Это был не первый и не единственный случай в обезлюдевших деревнях. Забравшийся в полупустые бабьи деревни бандюга обирал и терроризировал беспомощных селян. Принимались меры, забулдыг выселяли или снова садили в тюрьму, но на месте «павшего» являлся новый «герой», а пока-то дойдет до милиции такое вот «заявление-акт» или будет услышан бабий вопль, глядишь, убийство, пожар или грабеж.
Евстолия Сергеевна дополнительно к «акту» сообщила, что за рекой, в деревне Грибково, оставались еще две старушки и деревня светилась окошком, дышала живым дымом. В одной избе жила упрямая старуха, не желающая ехать к детям в город. В соседней избе доживала век одинокая с войны вдова. На зиму старушки сбегались в одну избу, чтобы меньше жечь дров и веселее коротать время. По заказу местной хайловской промартели старушки плели кружева, и возьми да и скажи в починковском магазине, прилюдно, та старуха, которая в войну овдовела: теперь, мол, у нее душа на месте, на кружевах заработала копейку – на смертный день и отойдет когда, так не в тягость людям и казне будет.

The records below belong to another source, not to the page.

Issue #643, opened 2019-11-23
If there are no favourites, show a message rather than showing a blank page.


PragatiVerma18:
**Describe the bug**

If there are no favourites added by a user, show a message rather than showing a blank page or either open the favourites page and there show a message saying there are no favourites selected by the user yet and give an option to view more projects by that author.

**To Reproduce**
1. Go to 'https://circuitverse.org/users/13353'
2. Click on 'View Favourites'
3. See error

**Expected behaviour**

An empty page doesn't look good. In the first place, it gives an impression of what is wrong with the page. So, better write that there re no favourites yet.

**Screenshots**

![1](https://user-images.githubusercontent.com/42115530/69483266-21c33a00-0e4b-11ea-80f3-7690e0d1e124.PNG)

**Desktop (please complete the following information):**
 - OS: Windows
 - Browser: Chrome
 - Version: 78.0.3904.108

**Are you working on this issue? (Yes/No)**
No. For GCI 2019.

sal2701:
@PragatiVerma18  There is an empty screen in projects section as well. We can add a message for Favourites as well as Projects. Also the message should be different for the account owner and a viewer. The owner should preferably receive a motivational message :smile: and a link to the simulator. What do you think?

PragatiVerma18:
Nice idea @sal2701!!! 😀 That would be great considering user experience. Even when there are favorites there should be a link to view more projects from the same author or a link to simulator to create some of their own. Just the proper linking of pages can work wonders for user experience here.

Issue #573, opened 2019-11-08
RECAPTCHA


dev9414:
Please implement a Recaptcha for the following activities:

Password Reset
First login failed (the second and following requests should have a recaptcha)
**Are you working on this? (Yes/No)**no,
This is for GCI Students

PR #6072, opened 2025-09-17
chore: fix embed failure

ThatDeparted2061:
Fixes [#643 ](https://github.com/CircuitVerse/cv-frontend-vue/issues/643)
Fixes [#573](https://github.com/CircuitVerse/cv-frontend-vue/issues/573)

 

- [ ] I have added proper PR title and linked to the issue
- [ ] I have performed a self-review of my code
- [ ] If it is a core feature, I have added thorough tests.

### DIFF
--- a/app/controllers/projects_controller.rb
+++ b/app/controllers/projects_controller.rb
@@ -41,7 +41,6 @@ class ProjectsController < ApplicationController
       end
   end
 
-
   # GET /projects/1/edit
   def edit; end
 
--- a/app/controllers/projects_controller.rb
+++ b/app/controllers/projects_controller.rb
@@ -31,7 +31,20 @@ class ProjectsController < ApplicationController
     @collaboration = @project.collaborations.new
     @admin_access = true
     commontator_thread_show(@project)
+
+    # Resolve simulator embed path
+    raw_data = @project.project_datum&.data
+    parsed_data = raw_data.present? ? JSON.parse(raw_data) : {}
+    sim_version = parsed_data["simulatorVersion"] || "legacy"
+
+    @embed_path =
+      if sim_version == "v0" || sim_version == "v1"
+        simulatorvue_path(@project)
+      else
+        simulator_path(@project)
+      end
   end
+
 
   # GET /projects/1/edit
   def edit; end
--- a/app/controllers/projects_controller.rb
+++ b/app/controllers/projects_controller.rb
@@ -33,12 +33,8 @@ class ProjectsController < ApplicationController
     commontator_thread_show(@project)
 
     # Resolve simulator embed path
-    raw_data = @project.project_datum&.data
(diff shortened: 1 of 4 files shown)


ThatDeparted2061:
@tachyons @aryanndwi123 
PTAL

ThatDeparted2061:
Okay the reason for using parse in the beginning of the code piece here is, so view simulator uses variable called simulator version which is stored in its data to set the value as v0 and V1. now when we are interacting with the API to store the circuits on the primary code base we divide the data that we get into two parts the  project metadata and the other parts of the project. The simulator vision is stored not in the primary table but rather in a text format which is why we are not able to access the simulator version directly from the code in show html.erb so to fix that we have two probable solutions the first one is the shorter one which I have raised it in this PR when parsing that text field the data is not in jsonb format or json that's why I had to parse it since it's in text format, I checked it on the rail server and postgres server. The Other method is basically where we convert that whole text column which we have in the database we create a new column and we transfer all of the text data into JSONB format and then remove the old column that's the second way but that is a super long way so @tachyons tell me which one is the way that we want our files to be and will do that, this one was the easier one so currently raised a PR for this.

tachyons:
Could you move the conditional logic to the controller. Something like this https://github.com/CircuitVerse/CircuitVerse/pull/4864/files

ThatDeparted2061:
Okay

app/controllers/projects_controller.rb
```diff
@@ -31,8 +31,21 @@ def show
     @collaboration = @project.collaborations.new
     @admin_access = true
     commontator_thread_show(@project)
+
+    # Resolve simulator embed path
+    raw_data = @project.project_datum&.data
+    parsed_data = raw_data.present? ? JSON.parse(raw_data) : {}
+    sim_version = parsed_data["simulatorVersion"] || "legacy"
```
tachyons: Move this logic to the project model

aryanndwi123 (approved):
LGTM

tachyons (changes requested):
Please fix test failures and lint failures

tachyons:
Tests are still failing, please ask for review once it is resolved

salmoneatenbybear:
@ThatDeparted2061 

I think the failures are because the files are missing, commit the simulator Vue files (index-cv.html) into public/simulatorvue/v0/ and public/simulatorvue/v1/.

And then try

ThatDeparted2061:
The current failure in reviewdog is not from my PR but its own breakdown
`XML syntax error on line 6: expected attribute name in element`
**CI is failing because of a reviewdog XML parse error**

ThatDeparted2061:
@tachyons, kindly refer to the logs of the ci failure

aryanndwi123:
There is only one failure(reviewdog) which has already been resolved in the latest commit in the main branch
cc: @tachyons

PR #75, opened 2022-08-07
Changed source-path string

pandeynmn:
changed from manga to devmax
reset-scans.com/devmax/mangaid

Should not affect ids

Checklist:


beerpiss (approved):
deal with lints when you get around to a madara update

Прослышал Венька Фомин про старухины капиталы, переплыл в лодке через реку, затемно вломился в избушку, нож к горлу старухи приставил: «Гроши! Запорю!» Старуха не дает деньги. Грабитель ей полотенце на голову завязал и давай его палкой закручивать, голову сдавливать, научился уму-разуму в колонии-то. У старухи носом кровь, но она тайны не выдает. Да Венька-то – местный вражина, трудно ли ему догадаться, где может храниться капитал. Сунулся за божницу, там, за иконами, и есть он, капитал-то, сто шестьдесят рубликов.